Question

Question #68096

Answer 1

`92.26% ->` regardless of the mass of the sample.

Explanation:

For starters, you know that a molecule of benzene, `"C"_6"H"_6`, contains

• six atoms of carbon, `6 xx "C"`
• six atoms of hydrogen, `6 xx "H"`

This implies that `1` mole of benzene will contain

• six moles of carbon, `6 xx "C"`
• six moles of hydrogen, `6 xx "H"`

Now, you know that benzene has a molar mass of `"78.11 g mol"^(-1)` , which implies that `1` mole of benzene has a mass of `"78.11 g"`.

You also know that carbon has a molar mass of `"12.011 g mol"^(-1)`, which tells you that `1` mole of carbon has a mass of `"12.011 g"`.

This means that if you take a sample of `"78.11 g"` of benzene, the equivalent of `1` mole of benzene, you know for a fact that it contains

`6 color(red)(cancel(color(black)("moles C"))) * "12.011 g"/(1color(red)(cancel(color(black)("mole C")))) = "72.066 g"`

of carbon. Now, it's important to realize that the percentage of carbon in benzene is the same regardless of the mass of the sample.

To find the percent composition of carbon in benzene, calculate the mass of carbon present in `"100 g"` of benzene.

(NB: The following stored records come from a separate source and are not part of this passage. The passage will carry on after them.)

PR #36, opened 2018-08-15
Improve display of *.co.uk and similar eTLD names

bemasc:
This required adding a dependency on Guava, to use its API that
provides Public Suffix List functionality.


Android/app/src/main/java/app/intra/RecyclerAdapter.java
```diff
@@ -197,26 +198,9 @@ private void setExpanded(boolean expanded) {
...
-        }
-        last = labels[i];
-      }
-      if (i == 0) {
-        return last;
-      }
-      return labels[i - 1] + "." + last;
+    // Convert an FQDN like "www.example.co.uk." to an eTLD + 1 like "example.co.uk".
+    private String getETldPlus1(String fqdn) {
+      return InternetDomainName.from(fqdn).topPrivateDomain().toString();
```
cjhenck: Yay for libraries!

PR #50, opened 2018-08-29
State machine revamp

### LINKED ISSUE #49: Improve connection state machine
Currently, the VPN establishment process is somewhat messy, not well localized within the code, and does not do a good job of indicating its state in the UI.  A better approach would factor the state into the following components:
 * VPN: off, on
 * Controller: want vpn off, want vpn on
 * Connection: (none), new, last query succeeded, last query failed

This state then maps into what we display in the UI:

  VPN | Controller | Connection | *Button* | *Status* | *Extra text*
 -------- | --------------- | ---------------- | ------------ | --- | -------
off | want vpn off | (none) | Enable Intra | Exposed | 
off | want vpn on | (none) | Starting... | Exposed |
on | want vpn on | (none) | Disable Intra | Protected |
on | want vpn on | new | Disable Intra | Protected | Connecting...
on | want vpn on | last query succeeded | Disable Intra | Protected | Connected
on | want vpn on | last query failed | Disable Intra | Protected |  Warning: Queries are failing.  You may want to restart Intra or try a different server.
~~on~~ | ~~want vpn off~~ | * | ~~Stopping...~~ | ~~Protected~~ |

EDIT: Stopping is synchronous so there's no intermediate state there.

bemasc:
This moves connection state tracking to a model-view-controller
arrangement, and exposes additional useful information to the
user, such as whether queries have recently been failing.  This
is a prerequisite for proposed UI changes that would cause all
users to connect to the default server, because some users may
not be able to reach that server, and we currently have no clear
way to indicate the problem.

Fixes #49


Android/app/src/main/java/app/intra/DnsVpnController.java
```diff
@@ -0,0 +1,114 @@
...
+// Singleton class to maintain state related to VPN Tunnel service.
+public class DnsVpnController {
+
+  private static DnsVpnController dnsVpnServiceState;
+
+  public Object clone() throws CloneNotSupportedException {
+    throw new CloneNotSupportedException();
+  }
+
+  public static synchronized DnsVpnController getInstance() {
```
alalamav: Would it be cleaner to pass the context here instead of passing it in all methods?

Android/app/src/main/java/app/intra/DnsVpnState.java
```diff
@@ -0,0 +1,20 @@
+package app.intra;
+
+public final class DnsVpnState {
+  // Whether the user has requested that the VPN be active.  This is persistent state, sync'd to
+  // disk.
+  public final boolean requested;
```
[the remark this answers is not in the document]
bemasc: Done

Android/app/src/main/java/app/intra/DnsVpnController.java
bemasc: I tried this, but I got a compiler warning about holding a static reference to `context`.  As I understand it, the problem is that the statically held `context` is actually `MainActivity`, and we want to make sure that there are no long-lived references to `MainActivity`, so that it can be garbage-collected even though the service (and the `DnsVpnController` singleton) remain.

Issue #10, opened 2021-08-23
RunGrepTest issue on OpenBSD


PhilipHazel:
This is #2680 in the old Bugzilla, submitted by Nam Nguyen.

RunGrepTest fails on Test 132 for me on OpenBSD.

```
./testdata/grepoutput expects an 'a' at the end.
---------------------------- Test 132 -----------------------------
match 1:
 a
match 2:
 b
---
 a
RC=0

```
I actually get no 'a' when I run RunGrepTest:
```
---------------------------- Test 132 -----------------------------
match 1:
 a
match 2:
 b
---
RC=0

```
Manually running this test I can't see how it produces 'a' after the '---':
```
$ (pcre2grep -m1 -A3 '^match'; echo '---'; head -1) < testdata/grepinput
match 1:
 a
match 2:
 b
---
```

PH: The idea of this test is to check that the standard input is left in the right place when pcre2grep stops because it has reached the -m limit. The "a" line is generated by the "head -1" command when run under Linux (which is all I have):

```
$ (./pcre2grep -m1 -A3 '^match'; echo '---'; head -1) < testdata/grepinput
match 1:
 a
match 2:
 b
---
 a
```

Looks like this is yet another Linux/BSD difference. Sigh. I think the relevant code is around line 2589 in pcre2test.c:

```
  /* If the -m option set a limit for the number of matched or non-matched
  lines, check it here. A limit of zero means that no matching is ever done.
  For stdin from a file, set the file position. */                         
                                                                            
  if (count_limit >= 0 && count_matched_lines >= count_limit)             
    {                                                                   
    if (frtype == FR_PLAIN && filename == stdin_name && !is_file_tty(handle))
      (void)fseek(handle, (long int)filepos, SEEK_SET);             
    rc = (count_limit == 0)? 1 : 0;                                     
    break;                                                             
    }
```

carenas:
FWIW, it also fails in Minix, NetBSD, FreeBSD and AIX (might fail also in other *NIX, but I don't have access to them to check).

Solaris also fails if using the default /bin/sh but succeeds if using bash, but somehow it works in Windows, macOS and Linux.

The underlying code is not compatible with ANSI C 17[1] which specifies in 7.21.9.2.4:

"For a text stream, either offset shall be zero, or offset shall be a value returned by an earlier
successful call to the ftell function on a stream associated with the same file and whence shall be
SEEK_SET."

[...]

PR #19, opened 2021-09-19
Add a GitHub Actions build workflow

ltrzesniewski:
Let's inaugurate the pull requests 🙂 

Here's a suggestion: you may use GitHub Actions for continuous integration. If you merge this, each time you push or receive a pull request, GitHub will build and test the code, then report success or failure with a ✔️ or ❌ sign on the commit or PR.

I wrote a very basic workflow (see the YAML file, it is pretty self-explanatory), but you may expand this to include more config options or combinations of options.

You can also see an [example of a run in my fork](https://github.com/ltrzesniewski/pcre2/runs/3644688236?check_suite_focus=true), or consult the [documentation](https://docs.github.com/en/actions).

### DIFF
--- a/.github/workflows/build.yml
+++ b/.github/workflows/build.yml
@@ -1,0 +1,23 @@
+
+name: Build
+on: [push, pull_request]
+
+jobs:
+  linux:
+    name: Linux
+    runs-on: ubuntu-latest
+    steps:
+      - name: Checkout
+        uses: actions/checkout@v2
+        
+      - name: Autogen
+        run: ./autogen.sh
+        
+      - name: Configure
+        run: ./configure --enable-jit --enable-pcre2-8 --enable-pcre2-16 --enable-pcre2-32
+        
+      - name: Build
+        run: make
+        
+      - name: Test
+        run: make check


PhilipHazel:
Thanks for the suggestion. I am a newbie to both Git and GitHub, and I'm not sure that I'm ready for sophistications like this yet. Also, there is currently a Release Candidate out for testing, so non-urgent changes are frozen (and I'm busy on an entirely different project).

PhilipHazel:
I have finally got round to merging this and will now research what it can do (including #10).

PhilipHazel:
Thank you. The first thing I want to do is to run the workflow manually,
which is clearly something needed for testing. Looks like I have to add the
workflow-despatch event to the YAML file, and then there will a "run"
button for the action. Is that right? I have to go out now for several
hours, so no hurry to respond.

ltrzesniewski:
The workflow is configured to run automatically:

- Every time you push, on any branch. If you push several commits at once, it will run on the last commit.
- Each time someone submits a PR, or adds a commit to a PR. This is useful for quickly making sure a PR is viable.

This means that, normally, you shouldn't need to run a workflow manually. If you want to test a change, all you need to do is push it. That's why I recommended testing workflow changes on a different branch: you may need to push several small commits, and squash them to a single commit on the master branch when you're satisfied (this will keep a clean history on the master branch).

But if you want to run a workflow a second time on the same commit, you can already do that without any change. Open the run, and you'll see a "Re-run all jobs" button on the right:

image

You may also re-run a single job:

image

(there's currently a single job in the workflow, but you may want to add a second one for Alpine)

PhilipHazel:
Thanks for your help. I have been experimenting in a branch called ymltest.
After 6 attempts I have got it to configure and compile PCRE2 in an Alpine
container. The main tests run OK, but the Grep test fails - presumably this
is expected because of the issue raised in #10, though I thought this had
been fixed. (Another point is that I used libc but in #10 it says Alpine
uses musl. Perhaps I should change to use that?) I have not merged the
ymltest branch, pending more work. It would be useful somehow to see the
output from the RunGrepTest script.

ltrzesniewski:
> Another point is that I used libc but in #10 it says Alpine uses musl. Perhaps I should change to use that

Yes, I think the main goal of using Alpine is to test PCRE2 with musl. @carenas suggested installing `musl-dev` instead of `libc-dev`.

> It would be useful somehow to see the output from the RunGrepTest script.

The workflow will display any output of specified the commands. I used `make check` for simplicity, but it looks like it discards the output of the commands. You may split this step into 3 separate steps which call the test scripts directly. This should display their output.

carenas:
Alpine's failure is because of the reordering of the callout output and corresponds to the following log (extracted from RunGrepTest.log) output:

```
Testing pcre2grep script callouts
--- ./testdata/grepoutputC
+++ testtrygrep
@@ -1,22 +1,22 @@
 Arg1: [T] [he ] [ ] Arg2: |T| () () (0)
+The quick brown
 Arg1: [T] [his] [s] Arg2: |T| () () (0)
 Arg1: [T] [his] [s] Arg2: |T| () () (0)
 Arg1: [T] [he ] [ ] Arg2: |T| () () (0)
 Arg1: [T] [he ] [ ] Arg2: |T| () () (0)
 Arg1: [T] [he ] [ ] Arg2: |T| () () (0)
-The quick brown
 This time it jumps and jumps and jumps.
 This line contains \E and (regex) *meta* [characters].
 The word is cat in this line
 The caterpillar sat on the mat
 The snowcat is not an animal
 Arg1: [qu] [qu]
+The quick brown
 Arg1: [ t] [ t]
 Arg1: [ l] [ l]
 Arg1: [wo] [wo]
 Arg1: [ca] [ca]
 Arg1: [sn] [sn]
-The quick brown
 This time it jumps and jumps and jumps.
 This line contains \E and (regex) *meta* [characters].
 The word is cat in this line
FAIL RunGrepTest (exit status: 1)
```

PhilipHazel:
Inserting fflush *before* as well as after a forked callout has fixed it!
Yay.

PhilipHazel:
Yes, indeed. I changed the .yml file to run each test separately, and got
the same output. I have just tried inserting a call to fflush() after a
forked callout in pcre2grep in the hope that this might "standardize" the
ordering of the output. It has changed the order on my box (Arch linux) and
the plain Ubuntu test on GitHub (which still passes), but sadly the Alpine
test still fails (though the output is different). Continuing to think....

`100 color(red)(cancel(color(black)("g C"_6"H"_6))) * "72.066 g C"/(78.11color(red)(cancel(color(black)("g C"_6"H"_6)))) = "92.26 g C"`

So, if every `"100 g"` of benzene contain `"92.26 g"` of carbon, you can say that benzene is

`color(darkgreen)(ul(color(black)("% composition C = 92.26%")))`

carbon. I'll leave the asnwer rounded to four sig figs.

Consequently, can use the percent composition of benzene to calculate the mass of carbon present in your sample

`0.2 color(red)(cancel(color(black)("g C"_6"H"_6))) * "92.26 g C"/(100color(red)(cancel(color(black)("g C"_6"H"_6)))) = "0.18 g C"`

I'll leave this value rounded to four sig figs, but keep in mind that you only have one significant figure for the mass of benzene.